COM and RCWs: From my understanding, the runtime will create a Runtime Callable Wrapper overtop COM interfaces so that it is treated as a managed object. I'm working with public static
fields within this code base, which makes them GC roots (?). If I'm understanding correctly, this means that the GC will not collect these instances until they are eligible for cleanup, effectively when nothing else is referencing them. Does this only happen when these variables are set to null
? (See https://www.add-in-express.com/creating-addins-blog/2013/11/05/release-excel-com-objects/) Is this essentially the reason why, my COM objects are never dereferenced and released by the process?

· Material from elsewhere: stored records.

PR #396, opened 2026-01-29
Introduce a `withDeadline` method

FranzBusch:
## Motivation

Asynchronous operations in Swift can run indefinitely, which creates several problems in real-world applications. Currently, developers must implement timeout logic manually using task groups and clock sleep operations, resulting in verbose, error-prone code that's difficult to compose with surrounding async contexts. Each implementation must carefully handle cancellation, error propagation, and race conditions between the operation and timer.

## Modifications

This PR introduces a `withTimeout` method.

## Result

An ecosystem wide timeout solution for asynchronous operations.


Sources/AsyncAlgorithms/Timeout/Timeout.swift
```diff
@@ -0,0 +1,142 @@
...
+  ) { group in
+    let body = body.takeSending()!
+    group.addTask {
+      do {
+        return .success(Disconnected(value: try await body()))
+      } catch let error as Failure {
+        return .error(error)
+      } catch {
+        // The compiler doesn't understand that body only throws Failure
+        fatalError()
```
CodaFi: It can't infer it but you can certainly annotate it and let type _checking_ help you

```
      do throws(Failure) {
        return .success(Disconnected(value: try await body()))
      } catch let error {
        return .error(error)
      }
```

FranzBusch: Thanks. I always forget that you can put a `throws()` after `do`. I saw it somewhere before and knew there was a way to help the compiler but couldn't figure it out.

Sources/AsyncAlgorithms/Timeout/Timeout.swift
```diff
@@ -0,0 +1,179 @@
...
+    group.addTask {
+      do throws(Failure) {
+        return .success(Disconnected(value: try await body()))
+      } catch {
+        return .error(error)
+      }
+    }
+    group.addTask {
+      do {
+        try await clock.sleep(for: timeout, tolerance: tolerance)
```
ph1ps: I think we've talked about this in the other PR already, but I don't remember the outcome: would it make sense to also add the `withTimeout` overload that takes an Instant rather than the Duration? This timeout comes with the "impreciseness" of adding the little "spinning off child task" delay on top of the timout Duration.

Sources/AsyncAlgorithms/Timeout/Timeout.swift
```diff
@@ -0,0 +1,179 @@
...
+///
+/// - Returns: The result of the operation if it completes before the timeout expires.
+///
+/// - Throws: A ``TimeoutError`` containing the underlying error if the operation throws or times out.
+#if compiler(>=6.3)
+@available(macOS 15.0, iOS 18.0, watchOS 11.0, tvOS 18.0, *)
+nonisolated(nonsending) public func withTimeout<Return, Failure: Error, Clock: _Concurrency.Clock>(
+  in timeout: Clock.Instant.Duration,
+  tolerance: Clock.Instant.Duration? = nil,
+  clock: Clock = .continuous,
```
ph1ps: I think the `Duration` variant of `withTimeout` though could take `any Clock<Duration>` rather than some.

Imagine this model:

```
class Model {

  func doSomething() async throws {
    try await withTimeout(in: .seconds(5)) { ... }
  }
}
```

If you were to unit test `doSomething`, you would normally try to inject a custom clock, to not make the unit test wait for 5 seconds.

Either with some sort of dependency injection, or with simply passing it along the initializer you could do this:

```
class Model {

  let clock: any Clock<Duration>

  func doSomething() async throws {
    try await withTimeout(in: .seconds(5), clock: clock) { ... }
  }
}
```

At call site:
```
let model1 = Model(clock: ContinuousClock())
let model2 = Model(clock: TestClock())
```

Sources/AsyncAlgorithms/Timeout/Timeout.swift
FranzBusch: Yeah this was raised in the forums thread again. Having a `withDeadline` method.

Sources/AsyncAlgorithms/Timeout/Timeout.swift
FranzBusch: I think you can do this already with the caveat that `Duration` cannot be used on an arbitrary clock so you have to constrain it. This works with the existing code:

```swift
@Test(arguments: [ContinuousClock()])
func dependencyInjection(clock: any Clock<Duration>) async throws {
  try await self.concreteClock(clock: clock)
}

private func concreteClock(clock: some Clock<Duration>) async throws {
  try await withTimeout(
    in: .seconds(10),
    clock: clock
  ) {
    try await Task.sleep(for: .milliseconds(10))
  }
}
```

Sources/AsyncAlgorithms/Timeout/Disconnected.swift
```diff
@@ -0,0 +1,27 @@
...
+  private nonisolated(unsafe) var value: Value?
+
+  init(value: consuming sending Value) {
+    self.value = .some(value)
+  }
+
+  consuming func take() -> sending Value {
+    self.value.takeSending()!
+  }
+}
```
sliemeobn: are we sure this is safe? 
since both `Disconnected` and `Value` are copyable types, I don't see what would prevent copies of this ending up in different isolations.

FranzBusch: That's right. This type would ideally need to be `~Copyable` for this to be entirely safe. Sadly `withTaskGroup` doesn't support `~Copyable` types right now. A way around this would be to box the `Disconnected` but that incurs an allocation. I wanna pitch the non-copyable `Disconnected` type in a follow up pitch to this package.

sliemeobn: maybe you could add a few "do not try this at home" comments to make sure this does not spread into use cases where bad thing will happen.

Sources/AsyncAlgorithms/Timeout/Timeout.swift
```diff
@@ -0,0 +1,179 @@
...
+  }
+}
+#elseif compiler(>=6.2)
+@available(macOS 15.0, iOS 18.0, watchOS 11.0, tvOS 18.0, *)
+nonisolated(nonsending) public func withTimeout<Return, Failure: Error, Clock: _Concurrency.Clock>(
+  in timeout: Clock.Instant.Duration,
+  tolerance: Clock.Instant.Duration? = nil,
+  clock: Clock,
+  body: nonisolated(nonsending) () async throws(Failure) -> Return
+) async throws(TimeoutError<Failure>) -> Return {
```
nonameplum: On Swift `Swift version 6.2.3 (swift-6.2.3-RELEASE)`, I get a compilation error:

```
Cannot convert '@Sendable () async throws(Failure) -> Return' to 'nonisolated(nonsending) @Sendable () async throws(Failure) -> Return' because crossing of an isolation boundary requires parameter and result types to conform to 'Sendable' protocol
```

Do I miss something?

Sources/AsyncAlgorithms/Deadline/Deadline.swift
```diff
@@ -0,0 +1,314 @@
...
+    /// This case indicates the operation failed on its own without the deadline
+    /// being reached.
+    case operationFailed(OperationError)
+
+    public var description: String {
+      switch self {
+      case .deadlineExceeded(let error):
+        return "\(error)"
+      case .operationFailed(let error):
+        return "\(error)"
```
benlings, line 58: Should the `description` indicate which case was the cause?

FranzBusch:
Closing in favor of the stdlib proposal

Excel Interop: The references to Excel.Worksheet
, Excel.Workbook
, and Excel.Application
are marked as public static
fields in the application code. When the application process exits, the application leaves the Excel process running in the background. If I call Marshal.FinalReleaseComObject
on my Excel COM variables, the process will exit normally when running the application. What here actually "holds" the live Excel process captive from being released? The .NET application that launched Excel should have been cleaned up by the .NET Garbage collector and any unmanaged objects would be cleaned up by the Windows operating system, right?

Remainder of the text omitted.